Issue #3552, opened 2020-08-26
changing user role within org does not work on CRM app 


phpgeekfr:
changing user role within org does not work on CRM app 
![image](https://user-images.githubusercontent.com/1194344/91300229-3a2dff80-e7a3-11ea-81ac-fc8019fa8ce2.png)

· · · · · · ·

# EXERCISE PROMPT
Nothing should be altered. Set down all the data again.

# REPLY TO THE TASK
Issue #3552, opened 2020-08-26
changing user role within org does not work on CRM app 


phpgeekfr:
changing user role within org does not work on CRM app 
![image](https://user-images.githubusercontent.com/1194344/91300229-3a2dff80-e7a3-11ea-81ac-fc8019fa8ce2.png)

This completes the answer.